WORK TO BE COMPLETED
Look through the data below and, wherever a line carries the word "migrate", please copy that line.

EXERCISE DATA
Start of Block
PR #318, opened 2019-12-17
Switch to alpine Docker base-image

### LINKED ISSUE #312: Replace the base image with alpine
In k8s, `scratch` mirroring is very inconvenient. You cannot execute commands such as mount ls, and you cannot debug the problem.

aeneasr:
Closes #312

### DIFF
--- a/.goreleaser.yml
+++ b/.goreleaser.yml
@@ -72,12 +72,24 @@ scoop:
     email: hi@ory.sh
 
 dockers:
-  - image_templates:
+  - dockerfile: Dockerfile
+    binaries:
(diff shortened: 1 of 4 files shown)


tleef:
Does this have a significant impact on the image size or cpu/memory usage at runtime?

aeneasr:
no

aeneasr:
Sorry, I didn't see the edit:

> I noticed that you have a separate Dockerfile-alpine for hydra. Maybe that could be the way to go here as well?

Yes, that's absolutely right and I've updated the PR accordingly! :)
End of Block
Start of Block
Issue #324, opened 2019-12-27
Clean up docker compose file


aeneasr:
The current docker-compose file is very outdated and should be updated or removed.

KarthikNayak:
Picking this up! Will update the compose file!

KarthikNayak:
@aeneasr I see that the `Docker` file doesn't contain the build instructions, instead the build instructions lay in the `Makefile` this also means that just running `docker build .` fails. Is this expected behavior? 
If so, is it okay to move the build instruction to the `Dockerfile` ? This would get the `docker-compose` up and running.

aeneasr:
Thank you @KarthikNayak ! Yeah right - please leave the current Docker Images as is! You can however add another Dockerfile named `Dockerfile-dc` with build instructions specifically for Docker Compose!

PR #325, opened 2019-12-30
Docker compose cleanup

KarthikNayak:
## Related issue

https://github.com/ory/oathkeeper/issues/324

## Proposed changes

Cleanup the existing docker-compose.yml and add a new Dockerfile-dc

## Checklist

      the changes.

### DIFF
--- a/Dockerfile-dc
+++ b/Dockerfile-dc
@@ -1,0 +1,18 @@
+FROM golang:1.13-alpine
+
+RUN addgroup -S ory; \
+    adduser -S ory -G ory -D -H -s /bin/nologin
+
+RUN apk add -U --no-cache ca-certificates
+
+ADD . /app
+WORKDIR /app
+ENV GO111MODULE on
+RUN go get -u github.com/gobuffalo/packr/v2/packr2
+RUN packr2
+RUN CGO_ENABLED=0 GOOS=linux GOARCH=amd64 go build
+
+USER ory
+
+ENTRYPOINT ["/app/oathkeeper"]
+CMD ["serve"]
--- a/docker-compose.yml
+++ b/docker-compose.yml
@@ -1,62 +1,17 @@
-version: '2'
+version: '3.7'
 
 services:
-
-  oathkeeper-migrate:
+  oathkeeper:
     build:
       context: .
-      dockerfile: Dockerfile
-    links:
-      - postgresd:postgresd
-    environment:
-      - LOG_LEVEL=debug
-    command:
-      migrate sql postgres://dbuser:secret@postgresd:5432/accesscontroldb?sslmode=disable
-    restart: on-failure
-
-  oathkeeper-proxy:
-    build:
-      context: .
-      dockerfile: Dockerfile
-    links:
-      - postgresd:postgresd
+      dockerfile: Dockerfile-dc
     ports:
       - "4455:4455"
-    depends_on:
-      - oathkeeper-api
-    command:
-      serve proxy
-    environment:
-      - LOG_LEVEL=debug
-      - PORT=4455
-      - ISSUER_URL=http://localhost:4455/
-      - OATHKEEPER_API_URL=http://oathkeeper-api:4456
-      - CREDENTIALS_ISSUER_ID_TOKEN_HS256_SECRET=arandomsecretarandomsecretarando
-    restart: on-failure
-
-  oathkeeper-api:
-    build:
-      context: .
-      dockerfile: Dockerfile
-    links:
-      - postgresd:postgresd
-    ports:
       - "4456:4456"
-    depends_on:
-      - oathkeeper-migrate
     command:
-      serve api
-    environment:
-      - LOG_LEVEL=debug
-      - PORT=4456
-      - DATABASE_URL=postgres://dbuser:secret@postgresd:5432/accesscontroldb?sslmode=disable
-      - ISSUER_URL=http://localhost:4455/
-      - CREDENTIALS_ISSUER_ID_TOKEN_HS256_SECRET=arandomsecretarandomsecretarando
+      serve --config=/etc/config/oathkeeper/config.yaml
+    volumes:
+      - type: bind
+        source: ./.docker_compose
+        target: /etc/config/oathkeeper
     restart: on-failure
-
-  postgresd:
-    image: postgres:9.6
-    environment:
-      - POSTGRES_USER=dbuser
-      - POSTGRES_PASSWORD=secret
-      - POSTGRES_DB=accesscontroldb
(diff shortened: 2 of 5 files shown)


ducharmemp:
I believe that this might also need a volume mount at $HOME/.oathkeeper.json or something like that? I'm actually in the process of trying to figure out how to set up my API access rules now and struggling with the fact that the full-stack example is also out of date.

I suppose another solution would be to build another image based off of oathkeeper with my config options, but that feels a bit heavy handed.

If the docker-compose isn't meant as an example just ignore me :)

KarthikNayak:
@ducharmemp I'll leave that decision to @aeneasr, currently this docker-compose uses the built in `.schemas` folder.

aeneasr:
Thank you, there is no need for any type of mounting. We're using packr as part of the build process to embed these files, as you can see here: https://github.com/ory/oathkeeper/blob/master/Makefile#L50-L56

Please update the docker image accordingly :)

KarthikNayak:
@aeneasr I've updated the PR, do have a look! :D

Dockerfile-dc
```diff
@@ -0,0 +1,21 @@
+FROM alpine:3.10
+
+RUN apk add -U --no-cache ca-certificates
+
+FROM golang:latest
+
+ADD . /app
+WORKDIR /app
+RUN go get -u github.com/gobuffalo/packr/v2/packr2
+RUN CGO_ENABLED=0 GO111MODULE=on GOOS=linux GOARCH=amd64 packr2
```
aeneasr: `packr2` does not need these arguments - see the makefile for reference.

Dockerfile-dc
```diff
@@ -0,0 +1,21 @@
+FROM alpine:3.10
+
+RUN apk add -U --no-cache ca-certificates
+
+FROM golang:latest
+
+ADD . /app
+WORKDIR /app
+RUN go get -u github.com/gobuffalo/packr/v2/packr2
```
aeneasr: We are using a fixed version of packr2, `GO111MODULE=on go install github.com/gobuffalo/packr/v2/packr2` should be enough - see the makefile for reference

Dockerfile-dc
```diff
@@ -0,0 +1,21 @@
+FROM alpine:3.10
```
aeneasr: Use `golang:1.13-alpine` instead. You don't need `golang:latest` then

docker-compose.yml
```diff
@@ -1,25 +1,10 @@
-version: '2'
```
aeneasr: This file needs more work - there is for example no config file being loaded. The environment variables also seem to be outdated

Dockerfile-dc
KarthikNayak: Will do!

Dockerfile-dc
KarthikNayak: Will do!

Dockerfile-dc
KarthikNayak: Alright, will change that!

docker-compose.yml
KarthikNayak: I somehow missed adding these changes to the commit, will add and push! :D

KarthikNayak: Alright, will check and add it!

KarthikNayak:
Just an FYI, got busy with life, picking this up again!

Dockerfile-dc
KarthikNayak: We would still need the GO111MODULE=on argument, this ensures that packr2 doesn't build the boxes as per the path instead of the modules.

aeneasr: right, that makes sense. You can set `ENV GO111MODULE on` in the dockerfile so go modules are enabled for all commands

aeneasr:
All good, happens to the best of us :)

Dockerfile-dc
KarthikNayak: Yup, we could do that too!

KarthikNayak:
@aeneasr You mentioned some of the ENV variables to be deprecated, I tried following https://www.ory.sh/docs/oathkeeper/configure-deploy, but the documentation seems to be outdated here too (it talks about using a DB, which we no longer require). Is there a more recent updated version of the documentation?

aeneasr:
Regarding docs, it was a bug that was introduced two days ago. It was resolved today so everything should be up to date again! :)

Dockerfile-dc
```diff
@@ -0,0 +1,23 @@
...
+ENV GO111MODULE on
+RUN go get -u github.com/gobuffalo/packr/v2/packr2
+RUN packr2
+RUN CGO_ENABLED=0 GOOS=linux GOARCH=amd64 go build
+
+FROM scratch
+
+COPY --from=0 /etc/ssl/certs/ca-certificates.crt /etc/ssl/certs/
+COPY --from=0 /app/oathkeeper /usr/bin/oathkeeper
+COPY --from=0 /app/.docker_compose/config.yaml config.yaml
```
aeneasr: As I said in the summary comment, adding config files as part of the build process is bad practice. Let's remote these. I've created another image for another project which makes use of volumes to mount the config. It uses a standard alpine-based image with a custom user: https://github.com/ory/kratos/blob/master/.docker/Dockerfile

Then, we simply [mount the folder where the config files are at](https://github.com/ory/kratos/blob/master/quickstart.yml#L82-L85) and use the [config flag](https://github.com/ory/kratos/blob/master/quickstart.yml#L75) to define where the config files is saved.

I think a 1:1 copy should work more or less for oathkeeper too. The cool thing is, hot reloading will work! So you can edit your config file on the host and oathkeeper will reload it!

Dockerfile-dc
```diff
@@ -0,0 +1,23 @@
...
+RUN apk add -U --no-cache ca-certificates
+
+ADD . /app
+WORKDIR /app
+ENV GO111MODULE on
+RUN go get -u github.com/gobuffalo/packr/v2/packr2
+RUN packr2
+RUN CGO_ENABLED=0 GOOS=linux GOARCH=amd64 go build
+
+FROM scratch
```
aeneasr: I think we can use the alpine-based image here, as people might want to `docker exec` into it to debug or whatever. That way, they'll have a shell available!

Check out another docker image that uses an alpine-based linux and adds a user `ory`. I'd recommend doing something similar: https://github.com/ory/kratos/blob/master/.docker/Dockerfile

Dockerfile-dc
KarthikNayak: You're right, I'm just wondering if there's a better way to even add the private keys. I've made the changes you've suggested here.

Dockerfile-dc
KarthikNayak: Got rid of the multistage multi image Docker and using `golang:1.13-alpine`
End of Block
EXPECTED ANSWER
-  oathkeeper-migrate:
-      migrate sql postgres://dbuser:secret@postgresd:5432/accesscontroldb?sslmode=disable
-      - oathkeeper-migrate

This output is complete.